→ Exercise objective
Everything in the listing should be restated word for word.

→ Data provided
PR #533, opened 2026-08-10
[app] Make the Android app key work on phones the strict spec locked out

LLFourn:
Replaces #511.

## The bug

A user on a new Poco F7 (Android 16) could not create a wallet at all — keygen died with:

```
PlatformException(KEY_ERROR, Failed to get or create key: Keystore operation failed, null, null)
```

Fresh phone, first run, nothing else going on. The cause is our own `KeyGenParameterSpec`. We ask the
Keystore for considerably more than we need — user-authentication binding, a lock-screen precondition, a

→ Solution
PR #533, opened 2026-08-10
[app] Make the Android app key work on phones the strict spec locked out

LLFourn:
Replaces #511.

## The bug

A user on a new Poco F7 (Android 16) could not create a wallet at all — keygen died with:

```
PlatformException(KEY_ERROR, Failed to get or create key: Keystore operation failed, null, null)
```

Fresh phone, first run, nothing else going on. The cause is our own `KeyGenParameterSpec`. We ask the
Keystore for considerably more than we need — user-authentication binding, a lock-screen precondition, a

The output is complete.